I will post additional posts very soon...

Sent from my ADR6300 using Tapatalk


----------



## ReinertAngle (Jun 11, 2009)

And I plan on having Jeffrey Atwood doing a custom flash when my turn comes and he has worked out the algorithms on the 09 2.5...

Sent from my ADR6300 using Tapatalk


----------



## tay272 (Aug 22, 2007)

Ive heard that a bigger TB or even a bored out one will do pretty much nothing performance wise. Why are you deciding to change your TB to a bigger one? You get some info on this that I dont know about? Just wondering cause I wanted to do the same possibly but only if there was a reason to.


----------



## tchilds (Nov 21, 2008)

tay272 said:


> Ive heard that a bigger TB or even a bored out one will do pretty much nothing performance wise. Why are you deciding to change your TB to a bigger one? You get some info on this that I dont know about? Just wondering cause I wanted to do the same possibly but only if there was a reason to.
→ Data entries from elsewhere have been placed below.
PR #316, opened 2021-11-30
EVA-2671: Retryable reads for clustering

apriltuesday:
* Sorts clustering reader queries by id, tracks current id and collection (i.e. dbSNP or EVA) in execution context
* Retries reads that fail with `MongoCursorNotFoundException` by re-querying Mongo with filter and retrying the read


eva-accession-clustering/src/test/java/uk/ac/ebi/eva/accession/clustering/configuration/batch/steps/ClusteringVariantStepConfigurationTest.java
```diff
@@ -246,7 +246,7 @@ private void assertGeneratedAccessions(String collectionName, String accessionFi
 
     private void assertSubmittedVariantsUpdated() {
         assertTrue(allSubmittedVariantsClustered());
-        List<Long> expectedAccessions = Arrays.asList(3000000000L, 3000000000L, 3000000001L, 3000000002L, 3000000003L);
+        List<Long> expectedAccessions = Arrays.asList(3000000000L, 3000000001L, 3000000002L, 3000000002L, 3000000003L);
```
apriltuesday, line 249: rsids assigned change slightly because of the change in the order that variants are read in

eva-accession-clustering/src/main/java/uk/ac/ebi/eva/accession/clustering/batch/io/ClusteringMongoReader.java
```diff
@@ -79,24 +116,42 @@ private SubmittedVariantEntity getSubmittedVariantEntity(Document notClusteredSu
 
     @Override
     public void open(ExecutionContext executionContext) throws ItemStreamException {
+        if (executionContext.containsKey(CURRENT_ID_KEY)) {
```
sundarvenkata-EBI, line 119: An idea for the future might be to check if this is persisted across multiple runs of a job. If so, we can leverage it to resume jobs from where we left off.

eva-accession-clustering/src/main/java/uk/ac/ebi/eva/accession/clustering/batch/io/ClusteringMongoReader.java
```diff
@@ -106,13 +161,15 @@ public void initializeReader() {
     private FindIterable<Document> getSubmittedVariants(Bson query, Class<?> entityClass) {
         return mongoTemplate.getCollection(mongoTemplate.getCollectionName(entityClass))
                             .find(query)
+                            .sort(Sorts.ascending(ID_FIELD))
```
sundarvenkata-EBI, line 164: Does adding a limit function with the chunkSize cause any issues here? If not, I will recommend adding it because I am not sure if Spring does that internally.

eva-accession-clustering/src/main/java/uk/ac/ebi/eva/accession/clustering/batch/io/ClusteringMongoReader.java
```diff
@@ -122,4 +179,24 @@ public void close() throws ItemStreamException {
...
+     */
+    class MongoReaderRetryPolicy extends SimpleRetryPolicy {
+
+        public MongoReaderRetryPolicy() {
+            super(MAX_RETRIES, Collections.singletonMap(MongoCursorNotFoundException.class, true));
+        }
+
+        @Override
+        public void registerThrowable(RetryContext context, Throwable throwable) {
+            if (canRetry(context) && context.getRetryCount() < getMaxAttempts()-1
```
sundarvenkata-EBI, line 195: Since we are not comparing against an array index, I am not sure why we have a n-1 here...

eva-accession-clustering/src/test/java/uk/ac/ebi/eva/accession/clustering/batch/io/ClusteringMongoReaderRetryTest.java
```diff
@@ -0,0 +1,158 @@
...
+        verify(mockCursor, times(4)).next();
+        // initializeReader() called once at the start and once during the retry
+        verify(nonClusteredVariantReader, times(2)).initializeReader();
+    }
+
+    @Test
+    public void readFailsWhenOtherExceptionThrownOnce() {
+        MongoCursor mockCursor = mock(MongoCursor.class);
+        when(mockCursor.hasNext()).thenReturn(true, true, true, true, false);
+        Document doc1 = new Document("id_", "1");
```
sundarvenkata-EBI, line 100: Are these "id_" as opposed to "_id" for a particular reason? The reader sort does seem to work with the correct attribute "_id"..

sundarvenkata-EBI (approved):
Well thought out! I am palpably excited to have this functionality in clustering!!

eva-accession-clustering/src/main/java/uk/ac/ebi/eva/accession/clustering/batch/io/ClusteringMongoReader.java
```diff
@@ -67,10 +89,25 @@ public ClusteringMongoReader(MongoTemplate mongoTemplate, String assembly, int c
...
+    public SubmittedVariantEntity doRead() {
         // Read from dbsnp collection first and subsequently EVA collection
-        Document nextElement = (dbsnpCursor != null && dbsnpCursor.hasNext()) ? dbsnpCursor.next() :
-                (evaCursor.hasNext() ? evaCursor.next() : null);
-        return (nextElement != null) ? getSubmittedVariantEntity(nextElement) : null;
+        Document nextElement = null;
+        if (dbsnpCursor != null && dbsnpCursor.hasNext()) {
+            currentCollection = DBSNP_COLLECTION;
+            nextElement = dbsnpCursor.next();
+        } else if (evaCursor.hasNext()) {
```
sundarvenkata-EBI, line 101: evaCursor can be null too. So suggest adding "evaCursor != null" here..

tcezard: `dbsnpCursor` can be `null` because we set it to null. I don't think `evaCursor` can be null

eva-accession-clustering/src/main/java/uk/ac/ebi/eva/accession/clustering/batch/io/ClusteringMongoReader.java
```diff
@@ -79,24 +116,42 @@ private SubmittedVariantEntity getSubmittedVariantEntity(Document notClusteredSu
...
+
     public void initializeReader() {
         Bson query = Filters.and(Filters.in(ASSEMBLY_FIELD, assembly),
                                  Filters.exists(CLUSTERED_VARIANT_ACCESSION_FIELD, readOnlyClusteredVariants));
+        Bson queryWithCurrentId = null;
+        if (currentId != null) {
+            queryWithCurrentId = Filters.and(query, Filters.gt(ID_FIELD, currentId));
+            logger.info("Issuing find in {} collection: {}", currentCollection, queryWithCurrentId);
+        }
         logger.info("Issuing find: {}", query);
```
tcezard, line 141: When you retry you would log twice. Maybe doing it only once with a generic log is better?

tcezard (approved):
Do you think we'll a see the CursorNotFound Error in the logs? 
I think we will want to continue to count how many time it occurs

eva-accession-clustering/src/test/java/uk/ac/ebi/eva/accession/clustering/batch/io/ClusteringMongoReaderRetryTest.java
apriltuesday: no reason except that I screwed it up... thanks!

eva-accession-clustering/src/main/java/uk/ac/ebi/eva/accession/clustering/batch/io/ClusteringMongoReader.java
apriltuesday: I think setting the cursor's batchSize should be enough, right?  Otherwise we'd have to call `initializeReader` for every chunk...

eva-accession-clustering/src/main/java/uk/ac/ebi/eva/accession/clustering/batch/io/ClusteringMongoReader.java
apriltuesday: It's a bit confusing actually, when we retry we might actually be making two different queries - for example, if `readOnlyClusteredVariants` is true and the failure occurred while reading the dbSNP collection, we'll query the dbSNP collection with the currentId filter but the EVA collection with the standard query.

I was being lazy about the logging but I'll change it to be more specific as to what we're querying in which collection, because I can definitely see us getting confused by it in the (near) future...

eva-accession-clustering/src/main/java/uk/ac/ebi/eva/accession/clustering/batch/io/ClusteringMongoReader.java
apriltuesday: The n-1 is so that we don't initialize unnecessarily after the last attempt fails, see e.g. [this test](https://github.com/EBIvariation/eva-accession/pull/316/files/825ca3c8c9843b16d9e272b7bb5ffa7d11209103#diff-658a169121fd1f14103fbfd338d50b93f547b93c82d7ec24c2a81fa06fd044d4R92).  I think it's because the `retryCount` is getting incremented in the superclass's `registerThrowable`.  I'll add a comment explaining this...

eva-accession-clustering/src/main/java/uk/ac/ebi/eva/accession/clustering/batch/io/ClusteringMongoReader.java
apriltuesday: I think Tim is right that `evaCursor` should never be null, but I guess adding the check doesn't hurt...

sundarvenkata-EBI (approved):

eva-accession-clustering/src/main/java/uk/ac/ebi/eva/accession/clustering/batch/io/ClusteringMongoReader.java
apriltuesday: I was wondering this as well, for jobs I ran in dev it's persisted as part of the step's execution context but not the job's execution context... I'm not sure if that's enough for Spring to use it to restart or whether we need to propagate it to the job level, but it would be cool to get this working!

I don't think it would add any overhead since Spring is already doing some context persistence, we're just adding a couple fields.  Others might know more about this though...

apriltuesday:
@tcezard Also added a [warning](https://github.com/EBIvariation/eva-accession/pull/316/files#diff-0dddd470681fc67682571c476a8060e7892fb795ef5ffde6080f4dc1ab54514bR207) for CursorNotFoundExceptions so we can continue to see them in logs, together with the new query being issued.

sundarvenkata-EBI (approved):

tcezard (approved):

When that motor gets all juiced up, the bigger TB will make power. To date though, you are correct, nobody has made significant power running a bigger TB on a 2.5, 2.8. 3.2, or otherwise. there are plenty of motors this trick works great on though, especially motors with head work like this guy is about to build. so we will see, we will see. opcorn:


----------



## INA (Nov 16, 2005)

ReinertAngle said:


> It's identical in design with the same connector except approximately 50% bigger


I wouldnt use that throttle body as starting base. It is unserviceable and the throttle plate is plastic (prone to failure in the future). If you need some help send me over an email and Ill guide you to a throttle body that will suite your needs.

I will state though that on an N/A motor you would be hard pressed to notice any gains without doing some drastic changes (increasing displacement , lumpy camshafts , etc).


----------



## TylerO28 (Jul 7, 2008)

in for information...
i'm interested in the development with the larger throttle body with the SRI manifold. would that net some real gains? 

i'd be down to do internal head work including larger valves and such. plus once i get the turbo installed i will be saving to eventually do the low compression set up integrated eng. has...

so low comp. larger valves, with SRI and turbo.... with a larger throttle body? what could be done?

what T/B would you recommend? 



INA said:


> I wouldnt use that throttle body as starting base. It is unserviceable and the throttle plate is plastic (prone to failure in the future). If you need some help send me over an email and Ill guide you to a throttle body that will suite your needs.
> 
> I will state though that on an N/A motor you would be hard pressed to notice any gains without doing some drastic changes (increasing displacement , lumpy camshafts , etc).


----------



## ReinertAngle (Jun 11, 2009)

The biggest debate I have had since the beginning of this project is 1) best reliable performance for the $$ 2) daily driver reliable 3) as much oem as possible. I think the best combination is high compression, balanced internals, polished ported head, port match everything, performance valves, equal length header, free flowing exhaust, custom intake and custom tune software... 

...and a 6 speed gearbox 

Adding a larger throttle, in my opinion, will add throttle response, overall mid-range power and push the tach a little quicker to redline. Nothing earth shattering, but a nice finishing touch. We shall see. The new 2.5 is at the machine shop being torn down now. Heading there next week to take a zillion pics as everything comes together.


----------



## INA (Nov 16, 2005)

ReinertAngle said:


> Adding a larger throttle, in my opinion, will add throttle response, overall mid-range power and push the tach a little quicker to redline. Nothing earth shattering, but a nice finishing touch. We shall see. The new 2.5 is at the machine shop being torn down now. Heading there next week to take a zillion pics as everything comes together.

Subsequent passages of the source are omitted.